Recently we added a differnt plant.. and it came with a hemaphridite snail (unnoticed) which made 100's of babies.. so had to move the plants into a fish bowl, flush the tank and buy a dojo loach to go into the fish bowl while the fish tank went through a nitrate/nitrite cycle.

The plants are getting CO2 injection from a 2.5 gallon mix of water sugar and yeast, directly, (no needle valve or regulator or anything.. just a pipe connected to the bottle) I have noticed that the plants have bubbles coming out of them in the morning when i turn on the 15 Watt light bulb.. but my dojo loach doesnt seem very active at all..

My question is, is it possible that i could kill my fish with CO2 injection not being controlled by anything? is there anyway for me to measure ppm of CO2 in my tank? whats leathal co2 levels for a fish?

My PH levels are REALLY low in the plant tank (that the loach is still getting rid of the snails for me in) and im a bit worried.. any advice/help would be appreciated. THX

Trevor

sup sup


----------



## Ron Nelson (Apr 2, 2003)

It is possible to kill the fish due to the ph changing to fast and I would guess that any fluctuations in a one gallon tank happen very quickly. In something that small I think I would use Florish excel instead of risking the fish's well being.
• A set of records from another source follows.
PR #6183, opened 2026-09-13
CI: Speedup PHPStan analysis

staabm:
## Description
PHPStan maintainer here

setup result cache persistence in CI per documentation in https://staabm.github.io/2023/10/21/phpstan-result-cache-gotchas.html#github-actions 

## Types of changes

## Checklist


kevinpapst:
Thanks @staabm 👍 

- Coverage is a good catch, a leftover from the time before I split this action from phpunit.
- I didn't know about the result cache, thanks for sharing!

But why the `--error-format=checkstyle | cs2pr` vs `vv` change? You are obviously the best person I can find to answer that question 😄

.github/workflows/linting.yaml
```diff
@@ -48,6 +48,14 @@ jobs:
                     path: "${{ env.composer_cache_directory }}"
                     key: ${{ runner.os }}-${{ matrix.php }}-${{ hashFiles('**/composer.lock') }}
 
+            - name: "Restore PHPStan result cache"
+              uses: actions/cache/restore@v3
+              with:
+                  path: ./tmp
+                  key: "result-cache-v1-${{ matrix.php-version }}-${{ github.run_id }}"
+                  restore-keys: |
+                      result-cache-v1-${{ matrix.php-version }}-
```
kevinpapst, line 57: is the minus at the end of `result-cache-v1-${{ matrix.php-version }}-` correct?

.github/workflows/linting.yaml
```diff
@@ -64,10 +72,10 @@ jobs:
                 run: vendor/bin/php-cs-fixer fix --dry-run --verbose --config=.php-cs-fixer.dist.php --using-cache=no --show-progress=none --format=checkstyle | cs2pr
 
             -   name: Run PHPStan for application
-                run: vendor/bin/phpstan analyse -c phpstan.neon --no-progress --error-format=checkstyle | cs2pr
```
staabm, line 67: `--error-format=checkstyle | cs2pr` is not required for phpstan, as when no `--error-format` given it will auto-detect that its running inside github-actions and produce github-action optimized annotations natively.

`cs2pr` is useful for tools which are not able to render github-action annotations on their own, but are able to produce checkstyle-format

.github/workflows/linting.yaml
kevinpapst: Sorry, did not read the linked page, will do now 😁

.github/workflows/linting.yaml
kevinpapst: Thanks for the explanation!

.github/workflows/linting.yaml
staabm: its correct, as it needs to match `key: "result-cache-v1-${{ matrix.php-version }}-${{ github.run_id }}"` without the last variable `${{ github.run_id }}`

.github/workflows/linting.yaml
```diff
@@ -48,6 +48,14 @@
                     path: "${{ env.composer_cache_directory }}"
                     key: ${{ runner.os }}-${{ matrix.php }}-${{ hashFiles('**/composer.lock') }}
 
+            - name: "Restore PHPStan result cache"
+              uses: actions/cache/restore@v3
```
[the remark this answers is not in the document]
kevinpapst: @staabm there is actions/cache@v6 already: https://github.com/actions/cache/releases

any specific reason for v3 or just copy & paste from the linked page?

.github/workflows/linting.yaml
```diff
@@ -48,6 +48,14 @@ jobs:
...
+              with:
+                  path: ./tmp
```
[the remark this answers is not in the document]
staabm: right - I see you are using `tmpDir` option in `phpstan.neon`. we need to match this path here.

.github/workflows/linting.yaml
```diff
@@ -77,3 +85,10 @@
 
             -   name: Check for security issues in packages
                 run: symfony security:check
+
+            - name: "Save result cache"
+              uses: actions/cache/save@v3
```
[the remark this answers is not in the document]
kevinpapst: That should be the correct sha
```suggestion
              uses: actions/cache/save@55cc8345863c7cc4c66a329aec7e433d2d1c52a9 # v6.1.0
```

staabm:
in the CI output we see

```
vendor/bin/phpstan analyse -c phpstan.neon --no-progress -vv
Result cache not used because the cache file does not exist.
Spawned worker 1/4 checked in: turbo off, OPcache on, trusted types off
Spawned worker 2/4 checked in: turbo off, OPcache on, trusted types off
Spawned worker 3/4 checked in: turbo off, OPcache on, trusted types off
Spawned worker 4/4 checked in: turbo off, OPcache on, trusted types off
Result cache is saved.

 [OK] No errors                                                                 
Elapsed time: 26.74 seconds
Peak memory: 60 MB (main process), 290 MB (largest of 4 spawned workers)
```

this means PHPStan is not able to use PHPStan turbo - which requires PHP 8.3+.
in case you want faster PHPStan in CI we could use PHP 8.3 (or even 8.5) and define a `phpVersion` in `phpstan.neon`.
that way you can unlock PHPStan turbo, while keeping PHP version analysis for PHP 8.2+

kevinpapst:
> in case you want faster PHPStan in CI we could use PHP 8.3 (or even 8.5) and define a phpVersion in phpstan.neon.

Yes, lets do that 👍 in [3 months](https://www.php.net/supported-versions.php) 8.2 support will be removed anyway

kevinpapst:
Down from [34 + 32 = 66](https://github.com/kimai/kimai/actions/runs/34606176226/job/103285021736) to [27 + 26 = 53](https://github.com/kimai/kimai/actions/runs/34765727251/job/103746514502?pr=6183) seconds on 8.2 without "Turbo" and without using the cache ?!?

staabm:
> Down from [34 + 32 = 66](https://github.com/kimai/kimai/actions/runs/34606176226/job/103285021736) to [27 + 26 = 53](https://github.com/kimai/kimai/actions/runs/34765727251/job/103746514502?pr=6183) seconds on 8.2 without "Turbo" and without using the cache ?!?

thats by disabling of `pcov` coverage driver - for which overhead can be up to 40% - see https://github.com/phpstan/phpstan-src/pull/6253

.github/workflows/linting.yaml
```diff
@@ -77,3 +79,69 @@ jobs:
...
                 run: symfony security:check
+
+            - name: "Save result cache"
+              uses: actions/cache/save@55cc8345863c7cc4c66a329aec7e433d2d1c52a9 # v6.1.0
+              if: always()
+              with:
+                  path: ./var/cache/phpstan
+                  key: "result-cache-v1-${{ matrix.php-version }}-${{ github.run_id }}"
+
+    static-analysis:
```
staabm: added a separate PHP 8.3 job, so we can leave lint/phpunit on PHP8.2 runtime

kevinpapst: Setting up two jobs, two clones, two composer installs ... consumes much more resources. Lets bump the complete job to 8.3. That's okay for me, considering that 8.2 is EOL shortly.

.github/workflows/linting.yaml
```diff
@@ -77,3 +71,65 @@ jobs:
...
+
+            -   name: Determine composer cache directory
+                id: composer-cache
+                run: echo "composer_cache_directory=$(composer config cache-dir)" >> $GITHUB_ENV
+
+            -   name: Cache Composer dependencies
+                uses: actions/cache@55cc8345863c7cc4c66a329aec7e433d2d1c52a9 # v6.1.0
+                with:
+                    path: "${{ env.composer_cache_directory }}"
+                    key: ${{ runner.os }}-${{ matrix.php }}-${{ hashFiles('**/composer.lock') }}
```
staabm: IMO when you are using `shivammathur/setup-php` dependencies are already cached and this step is not necessary

phpstan.neon
```diff
@@ -31,6 +32,7 @@ parameters:
     paths:
         - src
     tmpDir: %rootDir%/../../../var/cache/phpstan
+    resultCachePath: %tmpDir%/phpstan.php
```
staabm, line 35: use a separate result cache file between `phpstan.neon` and `tests/phpstan.neon`, so we will have 2 caches.

before adding `resultCachePath` the same file was overridden and could not be re-used

.github/workflows/linting.yaml
staabm: just to make you aware:

```
vendor/bin/php-cs-fixer fix --dry-run --verbose --config=.php-cs-fixer.dist.php --using-cache=no --show-progress=none --format=checkstyle | cs2pr
You are running PHP CS Fixer on PHP 8.3.33, but the minimum PHP version supported by your project in composer.json is PHP 8.2. Executing PHP CS Fixer on newer PHP versions may introduce syntax or features not yet available in PHP 8.2, which could cause issues under that version. It is recommended to run PHP CS Fixer on PHP 8.2, to fit your project specifics.
If you need help while solving warnings, ask at https://github.com/PHP-CS-Fixer/PHP-CS-Fixer/discussions/, we will help you!
PHP CS Fixer 3.95.25 Adalbertus by Fabien Potencier, Dariusz Ruminski and contributors.
PHP runtime: 8.3.33
Loaded config default from ".php-cs-fixer.dist.php".
Running analysis on 3 cores with 10 files per process.
```

in the github action logs

phpstan.neon
kevinpapst: what is `%tmpDir%` ? Here in Github it doesn't matter. But I don't want it locally to point to /tmp/.

staabm: `%tmpDir%` will resolve to `%rootDir%/../../../var/cache/phpstan` which is defined 1 line above. so the same dir it was using before

.github/workflows/linting.yaml
kevinpapst: The good old warning ... can be ignored.

staabm:
PHPStan works now as expected:

grafik

kevinpapst:
Holy crap 😮 that's less than 4 seconds compared to 66 before. 

For the phpstan-src discussion the relevant improvement was disabled PCOV with 66 vs 53 seconds - so about 20%, if I am not mistaken.

Thanks for this "drive by" improvement @staabm 🎉  
Very much appreciated 👍

.github/workflows/linting.yaml
```diff
@@ -19,7 +19,7 @@ jobs:
 
         strategy:
             matrix:
-                php: ['8.2'] # use lowest supported PHP version to prevent introducing syntax from newer PHP versions
+                php: ['8.3'] # use lowest supported PHP version to prevent introducing syntax from newer PHP versions
```
kevinpapst:
```suggestion
                php: ['8.3'] # usually lowest supported PHP version, but 8.2 is EOL in Dec. 2025 and PHPStan Turbo needs 8.3
```

kevinpapst (approved):

PR #6189, opened 2026-09-15
fix(api): preload team members users and preferences to avoid N+1

### LINKED ISSUE #6174: GET /api/teams/{id} runs two extra queries per team member
### Describe the issue

`GET /api/teams/{id}` costs **two extra queries per team member**, so the response time of
the endpoint grows linearly with team size.

`Team::$members` is a lazy `OneToMany` and `TeamMember::$user` a lazy `ManyToOne`, and the
`Team_Entity` serialization group exposes both:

If you want to figure out your co2 levels have a look at http://www.csd.net/~cgadd/aqua/art_plant_co2chart.htm
Chuck has put together a little info on the ph/kh/co2 relationship and has a calculator on the webpage.

Good luck,
Ron


----------



## HawkHunter (Jun 25, 2003)

OMG!!!

i have 560 ppm of CO2 in my fish bowl.. i dont have anything to adjust my ph ... im just gonna stick the end of the air hose from the asy. pump and put it in the bowl to hopefully adjetate the CO2 out of the tank.. tomorrow morning ill check my KH/PH again and see if my fish is still alive.. thx tons

trev

sup sup


----------



## HawkHunter (Jun 25, 2003)

oh and i just found out that black hair on my plant is probably algea.. but thats ok.. not worried about that problem.. it actually looks cool.. and i dont consider it a problem right now.. =)

sup sup


----------



## Ron Nelson (Apr 2, 2003)

Umm yeah that's a little high.







Even one-tenth that amount is still almost double the amount you are looking for.

Ron


----------



## HawkHunter (Jun 25, 2003)

small tanks kick butt =) few hour later.. and the ph/kh levels are MUCH better.. dojo loach is swiming once again feasting on snails.. even moved my columbian shark out of his tank (nitrate just a little high) over to the bowl temporarily... thanks again guys

i think ill keep my furry algea though cause it looks super cool =P

trev

sup sup


----------



## JamesHoftiezer (Feb 2, 2003)

In that size tank and with that few plants I doubt you need CO2 at all. If I may you may want to get a good test kit and check your nutrient levels. You can keep the algae if you like (in fact I know people who will donate new kinds







), but I think its important you understnad the cycle so you can control the growth.

*James Hoftiezer

Tank Journal - Aquascape ( Latest / Archive )
Tank Journal - Parts and Construction ( Latest / Archive )*


----------



## Vicki (Jan 31, 2003)

Just on the chance that you're not pulling our collective legs, and in case you really didn't know--your Columbian Shark (Arius jordani) is going to be a little cramped in there at his adult size, which is up to two feet in length. I agree that you don't need CO2 for such a setup--especially in light of the fact that your CO2 bottle is more than twice the size of your tank.

http://www.wheelpost.com


----------



## ekim (Jan 31, 2004)

> quote:
> 
> Originally posted by Vicki:
> Just on the chance that you're not pulling our collective legs, and in case you really didn't know--your Columbian Shark (Arius jordani) is going to be a little cramped in there at his adult size, which is up to two feet in length. I agree that you don't need CO2 for such a setup--especially in light of the fact that your CO2 bottle is more than twice the size of your tank.
> ...


http://www.wheelpost.com
[/QUOTE]









*My Digital Gallery*


----------



## HawkHunter (Jun 25, 2003)

yes.. i realize that it may sound like im pulling your leg.. and if i had a digital camera id take a picture (its hilarious to see this 5 gallon water bottle beside my 1 gallon aquarium and 1 gallon fish bowl)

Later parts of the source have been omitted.